Take the data below and copy exactly the lines starting at the one with "#### Summary" and finishing at the one with "#### Work Item(s)", both included.

━━━ MATERIAL PROVIDED ━━━

PR #825, opened 2024-03-25
Updated devcontainer experience

aholstrup1:
#### Summary 
This PR would add a script to set up a dev container for BCApps. The script uses containerhelper to set up a standard container. Once a container is set up, all the apps are moved to dev scope and the AL projects in the repo get a .vscode folder generated with a launch.json and settings.json

#### Work Item(s) 
Fixes [AB#521408](https://dynamicssmb2.visualstudio.com/1fcb79e7-ab07-432a-a3c6-6cf5a88ba4a5/_workitems/edit/521408)


build/scripts/DevEnv/ALDev.psm1
```diff
@@ -0,0 +1,219 @@
...
+
+.PARAMETER LaunchSettings
+A hash table containing the settings that should be set in the default launch configuration.
+
+.PARAMETER ProjectSettings
+A hash table containing the settings that should be set in the project settings.
+#>
+function Configure-ALProject(
+    [Parameter(Mandatory = $true)]
+    [string]$ProjectFolder,
```
mazhelez, line 115:
```suggestion
    [string] $ProjectFolder,
```

build/scripts/DevEnv/NewDevContainer.psm1
```diff
@@ -0,0 +1,242 @@
...
+    .DESCRIPTION
+    Checks if the specified database exists on the SQL server
+    .PARAMETER DatabaseName
+    The name of the database to check
+    .PARAMETER DatabaseServer
+    The hostname of the SQL server
+    .OUTPUTS
+    Returns true if database exists otherwise false
+#>
+function Test-NavDatabase()
```
mazhelez: Maybe skip the `Nav` part. Or make it `BC`?

build/scripts/DevEnv/NewDevContainer.psm1
```diff
@@ -0,0 +1,242 @@
...
+
+    UPDATE [$DatabaseName].[dbo].[NAV App Installed App]
+    SET [Version Major] = $Major, [Version Minor] = $Minor, [Version Build] = 0, [Version Revision] = 0
+    WHERE Name = '$Name' and Publisher = '$Publisher';
+
+    UPDATE [$DatabaseName].[dbo].[`$ndo`$navappschematracking]
+    SET [version] = '$Major.$Minor.0.0', [baselineversion] = '$Major.$Minor.0.0'
+    WHERE [name] = '$Name' and [publisher] = '$Publisher';
+"@
+
```
mazhelez, line 118:
```suggestion
```

build/scripts/DevEnv/NewDevContainer.psm1
```diff
@@ -0,0 +1,242 @@
...
+        [string]$Minor,
+        [Parameter(Mandatory = $false)]
+        [string]$Publisher = 'Microsoft',
+        [Parameter(Mandatory = $false)]
+        [string]$DatabaseServer = '.'
+    )
+
+    if (!$Major)
+    {
+        throw "The `$env:BUILDVERSION is 0. Check if the environment has been configured correctly."
```
mazhelez: This message seems off.

build/scripts/DevEnv/NewDevContainer.psm1
```diff
@@ -0,0 +1,242 @@
...
+    .PARAMETER Major
+    The major version number
+    .PARAMETER Minor
+    The minor version number
+    .PARAMETER Publisher
+    The publisher of the extension
+    .PARAMETER DatabaseServer
+    The hostname of the SQL server
+#>
+function Set-ExtensionVersion()
```
mazhelez: Can we call it "app" and not "extension"?

build/scripts/DevEnv/NewDevContainer.psm1
```diff
@@ -0,0 +1,242 @@
...
+        } finally {
+            Write-Host "Starting server instance $($server.ServerInstance)" -ForegroundColor Green
+            Start-NAVServerInstance -ServerInstance $server.ServerInstance
+        }
+
+
+    } -argumentList $NewDevContainerModule,$RepoVersion -usePwsh $false
+}
+
+Export-ModuleMember -Function *-*
```
mazhelez: Better list functions one by one.

mazhelez (commented):
Looks great!

Left minor comments here and there.

build/scripts/DevEnv/NewDevContainer.ps1
```diff
@@ -0,0 +1,34 @@
+[CmdletBinding()]
+param(
+    [Parameter(Mandatory = $false)]
+    [string] $ContainerName = "BC-$(Get-Date -Format 'yyyyMMdd')",
+    [Parameter(Mandatory = $false)]
+    [ValidateSet('Windows', 'UserPassword')]
+    [string] $Authentification = "UserPassword"
```
mazhelez: "Authentication"?

build/scripts/DevEnv/NewDevEnv.ps1
```diff
@@ -1,110 +1,83 @@
...
-        The password to use for the container.
-    .Parameter projectPaths
-        The paths of the AL projects to build. May contain wildcards.
-    .Parameter workspacePath
-        The path of the workspace to build. The workspace file must be in JSON format.
-    .Parameter alGoProject
-        The path of the AL-Go project to build.
-    .Parameter packageCacheFolder
-        The folder to store the built artifacts.
+    .SYNOPSIS
```
mazhelez, line 2: The help words are not case-sensitive, but we better align the PS doc across the repo. I see 'Synopsis' and 'SYNOPSIS' all around: https://github.com/search?q=repo%3Amicrosoft%2FBCApps+.Synopsis&type=code

Copilot generates 'Synopsis' for me 😄

build/scripts/DevEnv/NewDevEnv.ps1
```diff
@@ -1,110 +1,83 @@
...
-    [Parameter(Mandatory = $true, ParameterSetName = 'ProjectPaths')]
-    [string[]] $projectPaths,
-
-    [Parameter(Mandatory = $true, ParameterSetName = 'WorkspacePath')]
-    [string] $workspacePath,
-
-    [Parameter(Mandatory = $true, ParameterSetName = 'ALGoProject')]
-    [string] $alGoProject,
-
+    [ValidateSet('Windows', 'UserPassword')]
```
mazhelez: There was something about "Windows" authentication that didn't work as expected. Freddy might remember what it was.

build/scripts/DevEnv/NewDevEnv.ps1
```diff
@@ -1,110 +1,83 @@
...
+    .DESCRIPTION
+    This script creates a new development environment with a new container, sets up vscode for development against the container, and optionally builds and publishes apps.
+    .PARAMETER ContainerName
+    The name of the container to create. The default value is "BC-$(Get-Date -Format 'yyyyMMdd')".
+    .PARAMETER Authentication
+    The authentication type to use when creating the container. The default value is "UserPassword".
+    .PARAMETER SkipVsCodeSetup
+    If specified, vscode will not be set up for development against the container.
+    .PARAMETER ProjectPaths
+    The paths to the AL projects to build and publish. This parameter is mutually exclusive with the WorkspacePath and AlGoProject parameters.
```
mazhelez, line 13: This doesn't look enforced, and it looks like it's allowed to enter all three. Not sure what could be the side effect of that.

build/scripts/DevEnv/NewDevEnv.psm1
```diff
@@ -221,19 +129,20 @@ function BuildApp {
...
+        Write-Host "App $appFile already exists in $appOutputFolder. Removing..."
         $appFile = (Join-Path $appOutputFolder $appFile -Resolve)
-    } else {
-        # Create compiler folder on demand
-        if(-not $compilerFolder.Value) {
-            Write-Host "Creating compiler folder..." -ForegroundColor Yellow
-            $compilerFolder.Value = CreateCompilerFolder -packageCacheFolder $packageCacheFolder
-            Write-Host "Compiler folder: $($compilerFolder.Value)" -ForegroundColor Yellow
-        }
+        Remove-Item -Path $appFile -Force
```
mazhelez: Why?
Wouldn't this mean that apps could be built multiple times unnecessarily?

mazhelez (commented):
Intermediate review. I'll try to circle back later on.
See comments below.

One thing I noticed is that building apps and creating a container is not done in parallel now. Why not?

build/scripts/DevEnv/NewDevEnv.ps1
aholstrup1: It generates SYNOPSIS for me 😄 Probably why we've been a bit inconsistent with that. Let's address that in a different PR though

build/scripts/DevEnv/NewDevEnv.ps1
aholstrup1: I haven't tested it but I noticed that the Resolve-ProjectPaths helper function you wrote allows for all three and just appends the results together 🤷‍♂️ I can test out if it works

build/scripts/DevEnv/NewDevEnv.ps1
aholstrup1: Yeah there is :) I'll talk to Freddy to see if he can help out. Otherwise, we can start with only UserPassword

build/scripts/DevEnv/NewDevEnv.psm1
aholstrup1: You're right.. I changed it because the existing implementation didn't recompile e.g. the System App even if I wanted it to be rebuilt. I noticed there is a $rebuild variable in the existing implementation but it's never set anywhere. Perhaps I can leverage that. 

```
if((Test-Path (Join-Path $appOutputFolder $appFile)) -and (-not $rebuild)) {
        Write-Host "App $appFile already exists in $appOutputFolder. Removing..."
        $appFile = (Join-Path $appOutputFolder $appFile -Resolve)
        Remove-Item -Path $appFile -Force
    }
```

I just want to make sure we recompile e.g. the System App if I run `.\build\scripts\DevEnv\NewDevEnv.ps1 -ProjectPaths '.\src\System Application\App'` even if it was already previously compiled.

build/scripts/DevEnv/NewDevEnv.ps1
mazhelez: As long as there are no duplicate projects, it's fine to allow all three parameters.

build/scripts/DevEnv/NewDevEnv.psm1
mazhelez: What if `.\build\scripts\DevEnv\NewDevEnv.ps1 -ProjectPaths '.\src\System Application\*'` fails on building the last app. Do you expect re-running the script to re-compile all apps?
Same goes for re-publishing the apps.

aholstrup1: Changed this behaviour now such that we'll try to use the cached apps if they exist. If you don't want to used the cached apps you should add the -RebuildApps flag to NewDevEnv.ps1

build/scripts/DevEnv/NewDevEnv.ps1
aholstrup1: Let's look at this in another iteration :)

build/scripts/DevEnv/NewDevEnv.ps1
```diff
@@ -91,20 +79,18 @@ if($createContainerJob) {
...
 
-Write-Host "Publishing apps took $($publishingAppsStats.TotalSeconds) seconds"
+# Set up vscode for development against the container (i.e. set up launch.json and settings.json)
+if (-not $SkipVsCodeSetup)
+{
+    Write-Host "Configuring vscode for development against the container..."
+    Configure-ALProjectsInPath -ContainerName $ContainerName -Authentication $Authentication
+}
 
+Write-Host "Development environment setup completed successfully" -ForegroundColor Green
```
mazhelez: If the apps failed publishing, then was the dev env setup really successful?

Consider altering the message in case of partial failure. Interesting idea could be to report 3 different statuses: on container creation, on building apps and on publishing apps.

E.g.:
```
✅Container BCApps-123 created successfully
✅Apps app1 and app2 built successfully
❌Failed to publish the following apps:...
```
or
```
❌Container BCApps-123 failed to be created.
✅Apps app1 and app2 built successfully
🟡Skipped publishing apps as container was not created
```

aholstrup1: Made something like that (ish) 😄 Not as nice but it should still give an accurate representation of what the script did

mazhelez (approved):

build/scripts/DevEnv/ALDev.psm1
```diff
@@ -0,0 +1,225 @@
...
+        {
+            $CustomLaunchSettings[$propertyName] = $DefaultLaunchSettings[$propertyName]
+        }
+    }
+    return $CustomLaunchSettings
+}
+
+function GetDefaultSettings([switch]$LaunchJson, [switch]$SettingsJson)
+{
+    if ($LaunchJson)
```
ankosiorek, line 42: There is also an option that both switch would be provided, not sure if that's breaking or sth ;)

ankosiorek (approved):

build/scripts/DevEnv/ALDev.psm1
aholstrup1: Yeah that's true. Wouldn't really make sense though 😄 We only use this internally so for now I think it's fine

━━━

> _EXERCISE SOLUTION_:
#### Summary 
This PR would add a script to set up a dev container for BCApps. The script uses containerhelper to set up a standard container. Once a container is set up, all the apps are moved to dev scope and the AL projects in the repo get a .vscode folder generated with a launch.json and settings.json

#### Work Item(s) 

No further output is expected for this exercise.